– Нет. – Мистер Беллигейл улыбнулся одной стороной рта, отчего Герти ощутил противнейший зуд, точно сидел не на обтянутом кожей кресле, а на термитнике, полном голодных и злых насекомых. – Они и в самом деле сгорают. Кто за пару лет – те, говорят, легко отделались. Некоторые горят гораздо дольше. Десять лет, двадцать…
– Слышал я об одном угольщике, который дожил до пятидесяти. – Муан почесал пятерней свой подковообразный подбородок. – Говорят, он был похож на тлеющее бревно, которое вытащили из костра. Где он шел, оставалась дорожка из пепла. А если ступал на палас или ковер, то сразу можно было выкидывать. Даже на половицах подпалины оставлял, вот как…

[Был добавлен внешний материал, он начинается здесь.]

PR #1885, opened 2023-11-09
Terra Table Resize Fixes

kenk2:
### Summary

**What was changed:**
Added tests for column resizing in table. Addressed an issue of column resizing not announcing aria values when in non-grid contexts.

**Why it was changed:**
To fix some potential aria issues and to test the behavior of resizing columns for tables.

### Testing

This change was tested using:

- [x] WDIO
- [x] Jest
- [ ] No tests are needed

### Reviews

- [ ] UX review
- [x] Accessibility review
- [ ] Functional review

### Additional Details

**This PR resolves:**

UXPLATFORM-XXXX 

---

@cerner/terra


packages/terra-table/src/subcomponents/ColumnResizeHandle.jsx
```diff
@@ -138,6 +138,11 @@ const ColumnResizeHandle = (props) => {
     resizeHandleRef.current.style.height = `${height}px`;
   };
 
+  const handleFocus = () => {
+    setIsActive(true);
```
cm9361, line 142: Why do we need add this change now?

packages/terra-table/tests/jest/ColumnResizeHandle.test.jsx
```diff
@@ -105,7 +105,7 @@ describe('ColumnResizeHandle', () => {
   it('sets the appropriate prop values on space keydown', () => {
     const wrapper = mountWithIntl(
       <ColumnContext.Provider value={{ setColumnHeaderAriaLiveMessage: jest.fn() }}>
-        <ColumnResizeHandle />
+        <ColumnResizeHandle setIsActive={jest.fn()} />
```
cm9361, line 108: We are adding a new prop to pass a function, but it does not seem like we are testing to ensure it was called.  What are we attempting to validate?

cm9361:
You don't have a JIRA in your PR template.

packages/terra-framework-docs/CHANGELOG.md
sdadn, line 1: There have been recent changes in main, so make sure that the CHANGELOG entries are in the right section.

eawww (approved):

packages/terra-framework-docs/src/terra-dev-site/doc/table/Examples/ResizableColumnsTable.jsx
cm9361, line 1: Don't we already have example for column resizing?  We should not need a new example to show this functionality.

packages/terra-framework-docs/src/terra-dev-site/test/table/ResizableColumnsTable.test.jsx
cm9361, line 1: We already have tests for column resizing.  We should not need a new test file.

packages/terra-table/tests/jest/ColumnResizeHandle.test.jsx
```diff
@@ -15,6 +15,11 @@ afterAll(() => {
 });
 
 describe('ColumnResizeHandle', () => {
+  const mockSetIsActive = jest.fn();
```
cm9361, line 18: Why is this not just defined in the tests that require it?  This does not seem like something we should have to validate every test.

packages/terra-table/src/subcomponents/ColumnResizeHandle.jsx
```diff
@@ -108,6 +108,8 @@ const ColumnResizeHandle = (props) => {
 
   // Ref variable for native resize handle element
   const resizeHandleRef = useRef();
+  // Ref variable to prevent active state on mouse drag
+  const handleFocus = useRef(true);
```
cm9361, line 112: Can't we use the isActive prop?  It seems like that would work without this extra logic.

cm9361: In that scenario, we don't have the isActive prop that we can leverage.  Also, focus is being given to the DataGrid externally.  Why is the isActive prop not sufficient would be my question.

mjpalazzo:
@kenk2 - I tried validating the resizable columns example with JAWS, but the keyboard navigation was not working for me. I could Tab to the column resizing tool. JAWS announced "Press Enter to use. Patient column header, column 1 row" I pressed Enter and I no longer had focus on the resizing tool. Focus seemed to go to the frame around the table.

sdadn (approved):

– Домыслы, – возразил второй заместитель равнодушно. – К тому моменту он давно был бы мертв. Тело сдалось бы гораздо раньше. Поражение внутренних органов, отказ почек, болевой шок, наконец…
– Они… горят? – Герти порадовался тому, что не видит в зеркале локомобиля собственного лица. В эту минуту, должно быть, на нем застыло довольно глупое выражение.
– Не так, как чучела на пятое ноября[52]
. Скорее тлеют. В любом случае зрелище не из приятных. Уверяю, увидев вблизи угольщика, вы еще нескоро закажете себе бифштекс!Герти ощутил легкую дурноту, хотя его желудок уже несколько часов был пуст. Едкая отрыжка невыносимо отдавала жасмином.
– Как это возможно?
– Это сродни спонтанному самовозгоранию, полковник. Сложный химический процесс, окисление в жировых тканях. В человеке ведь немало жира, полковник. Меньше, чем в свече, но все же. Этот жир становится пищей для огня. Ну а сам человек исполняет роль своеобразного фитиля.
– Сгорание заживо? – недоверчиво спросил Герти.
– Растянутое на годы. Впрочем, тут уж кому как повезет. Говорят, зависит от конституции и обмена веществ. Некоторые сгорают как порох, в считаные месяцы. Это везунчики. Другие могут годами тлеть.
– Но ведь это… ужасно! Это…
– Должно быть. – Острые плечи мистера Беллигейла приподнялись на дюйм и опустились. – Может, потому из десяти угольщиков девять имеют обыкновение сводить счеты с жизнью, не дожидаясь, когда болезнь примется за них всерьез. Это ведь чудовищная пытка – кормить своим телом пирующий внутри огонь. Стократ более мучительная, чем муки сжигаемой ведьмы. Та, по крайней мере, мучится лишь несколько минут…
– И нет никаких лекарств от этой ужасной болезни?
– Этот огонь нельзя потушить. Хотя некоторое время медицина и пыталась совладать с болезнью угольщиков. Внутривенные впрыскивания, специаль-ные мази для изоляции очагов возгорания, асбестовые повязки, морские купания… Все тщетно. Если этот огонь селится внутри тебя, то уже не оставит, пока не превратит в кучу золы.
– Незавидная участь, – пробормотал Герти. – Страшная…
– Вся их жизнь – одна нескончаемая мука. Чтобы облегчить боль, угольщики пытаются глушить ее всем, что только удается раздобыть. Морфий, опиум, рыба… Но все это дает им лишь небольшую передышку.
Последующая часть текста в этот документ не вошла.